A question to the science Julie: if the family didn't mow would the wild rosepink and other plants that had thrived there, return?

Curses on the landscape geniuses who persuaded us Americans that we needed to have that wide expanse of green that bespeaks wealth. That is its origin. Meadows said country; lawns said gentry. And we all (or too many) want to be gentry.

I've known meadows like that. Miss them dearly.

That last photo makes me want to walk to work with camera around neck. I drive too fast to catch a good glimpse... if they live in Charlotte.

Thank you, thank you, thank you!
I have this wild flower and could not discover what it was...you have made my day! We met once at a book signing...had my photo taken with Chet Baker too!

Candace,

The question would be, how deeply did the bulldozer dig, and did it remove the topsoil with the seedbed that had all those wonderful things? I'd be pessimistic that anything would come back, but you never know. Trouble is, a meadow is too messy for these folks, too messy by far. I'm sure they look at our place and think we've let it go to ruin. Never mind the blazing gold and purple of goldenrod and ironweed!

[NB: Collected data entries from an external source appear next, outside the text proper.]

PR #273, opened 2019-01-28
Add: Update interface section.

nc6:
This covers the case in which there is no update proposal in the block.

Although I'm not so sure the syntax looks that nice :-(

Asking bors to try this in order to get the built PDF...

### DIFF
--- a/specs/chain/latex/blockchain-spec.tex
+++ b/specs/chain/latex/blockchain-spec.tex
@@ -331,51 +331,51 @@ There are several standard sets used in the document:
       }
       {\var{us'''}}
     }
-\end{equation*}
-\vspace{20pt}
-\begin{equation*}
-  \inference
-  { {\left(
-        \begin{array}{l}
-          \var{slot} \\
-          \var{e_n} \\
-          \var{dms}
-        \end{array}
-      \right)}
-    \vdash \var{us} \trans{upivotes}{\var{votes}} \var{us'}
-    &
-    {\left(
-        \begin{array}{l}
-          \var{slot} \\
-          \var{e_n} \\
-          \var{dms}
-        \end{array}
-      \right)}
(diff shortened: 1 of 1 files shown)


nc6:
bors try

specs/chain/latex/blockchain-spec.tex
```diff
@@ -236,6 +236,184 @@ \subsection{Sets}
...
+  {
+    \left(
+      {\begin{array}{c}
+         \var{utxo} \\
+         \var{ds} \\
+         \var{us}
+       \end{array}}
+   \right)
+ }
+ \trans{upi}
```
dnadales: We're missing the signal here. And this also causes the LaTeX compilation to fail with a rather confusing error message, since the next brace will be used as the second argument of `\trans`.

specs/chain/latex/blockchain-spec.tex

Hi Wanda--I'm thinking that was at the Ned Smith Nature Center, and I remember you! I wanted to direct you to this fabulous web site. Turns out there are a lot of Sabatias, and angularis is the only one that seems to occur in Ohio. PA might have another couple of species. Check it out and see if you have angularis or some other lovely:

http://plants.usda.gov/java/profile?symbol=SAAN

Good morning Julie...
Yes, it is definitely Sabatias, angularis. I first noticed it last year along the drive...it's there again and also 3 places behind the house...It is so lovely...wish it would spread all over.
Thank you for your help...now I just have one plant left to ID...it's 5ft. tall open bush like with large heart shaped leaves, tiny yellow flowers, but very distinct seed pods that look like spikey crowns...any thoughts?

Hi Wanda,


Photograph the leaves and seedpods and send the photo, downsized for mailing, to me. You can contact me through the online comment box at juliezickefoose.com.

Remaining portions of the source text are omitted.